┌─ Record extracts

PR #1747, opened 2026-09-05
Add clean-coordinate clamping for JacobianLens swaps

### LINKED ISSUE #1746: `JacobianLens.swap_hooks` re-reads live coordinates, causing odd/even cancellation across layer bands
## Describe the bug

`JacobianLens.swap_hooks` re-reads lens coordinates from the live activation at every hooked layer:

```python
coords = selected.float() @ local_pinv.T
delta = alpha * ((coords[..., [1, 0]] - coords) @ local_basis.T)
```

A coordinate exchange is an involution. Across a band whose in-plane coordinates are approximately preserved, the second hook therefore undoes the first, the third redoes it, and so on. This makes the intervention alternate with band-width parity; at `alpha=2`, the antisymmetric coordinate is multiplied by `-3` per application and can diverge rapidly.

This differs from the paper's clamp control, which uses clean-pass coordinate values. The released hook instead exchanges whatever coordinates are present at each layer.

Across three fitted lenses, the odd-minus-even paired margin effect was:

- Qwen3.5-9B: +2.13 nat, 95% CI [1.26, 3.07]
- Qwen3.5-4B: +1.87 nat, 95% CI [1.09, 2.57]
- Qwen3-4B (dense attention, independently fitted): +3.99 nat, 95% CI [1.66, 6.49] (+3.54 after fp32 refitting)

On Qwen3.5-9B, band widths 1/2/3/4/13 gave flip rates `.19/.00/.19/.02/.10`, while a clean-coordinate clamp rose to `.41`. At width 13, `alpha=2` used about `3e10` times the intervention energy of `alpha=1`.

Odd/even parity across three models

Alpha divergence

## Code example

With any model and fitted lens, compare consecutive band widths:

```python
def margin(layers):
    hooks = lens.swap_hooks(model, source_token, target_token, layers=layers)
    with model.hooks(fwd_hooks=hooks):
        logits = model(tokens)[0, -1].float().log_softmax(-1)
    return float(logits[target_answer] - logits[source_answer])

print(margin([L]))
print(margin([L, L + 1]))      # approximately returns toward clean
print(margin([L, L + 1, L + 2]))
```

The full experiment and artifacts are public at https://github.com/koriyoshi2041/rlens-probe-swap.

## Suggested fix

Keep the current live-coordinate exchange for backward compatibility, but expose a clamp form that fixes each layer's target to the exchanged coordinates from a clean run:

```text
h <- h + V (c_target - V⁺h)
```

The existing method should also document that repeated live swaps may cancel across layers, and direct multi-layer users to the clamp form.

## System info

- TransformerLens main at `c03d51037e32ae5e34b3e23d63f63d0e6e16bd1` (the same implementation remains on current `main` and in v3.8.1)
- Source installation
- Linux, CUDA, Python 3.11
- Models: Qwen3.5-9B, Qwen3.5-4B, Qwen3-4B via `TransformerBridge`

## Checklist

- [x] I checked for similar open and closed issues and PRs in the repository.

koriyoshi2041:
# Description

Adds `JacobianLens.swap_clamp_hooks`, which fixes each hooked layer's source/target lens coordinates to the exchanged values from a clean-run cache. This implements the multi-layer clamp form without changing the existing live-coordinate semantics of `swap_hooks`.

Also documents that repeated live swaps are involutive and can cancel across a layer band.

Fixes #1746

## Type of change

### Screenshots

Not applicable; numerical evidence is attached to #1746.

# Validation

- `make format`
- `uv run pytest tests/unit/tools/test_jacobian_lens.py -q` (93 passed)
- `uv run mypy transformer_lens/tools/analysis/jacobian_lens.py`
- `git diff --check`

# Checklist

- [x] New and existing relevant unit tests pass locally with my changes


transformer_lens/tools/analysis/jacobian_lens.py
jlarson4: The `layers` entry still reads "Layers to intervene at (the paper clamps the swap across an intermediate-layer band)". Anyone reading Args rather than the summary gets the advice this paragraph was added to retract, and "clamps" now names a different method. Please drop the parenthetical from this line to improve accuracy.

transformer_lens/tools/analysis/jacobian_lens.py
```diff
@@ -1375,6 +1381,102 @@ def transform(
             )
         return hooks
 
+    def swap_clamp_hooks(
```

└─

** Directions **
The lines to return are those in the entries above that hold "JacobianLens".

** Worked solution **
Add clean-coordinate clamping for JacobianLens swaps
### LINKED ISSUE #1746: `JacobianLens.swap_hooks` re-reads live coordinates, causing odd/even cancellation across layer bands
`JacobianLens.swap_hooks` re-reads lens coordinates from the live activation at every hooked layer:
Adds `JacobianLens.swap_clamp_hooks`, which fixes each hooked layer's source/target lens coordinates to the exchanged values from a clean-run cache. This implements the multi-layer clamp form without changing the existing live-coordinate semantics of `swap_hooks`.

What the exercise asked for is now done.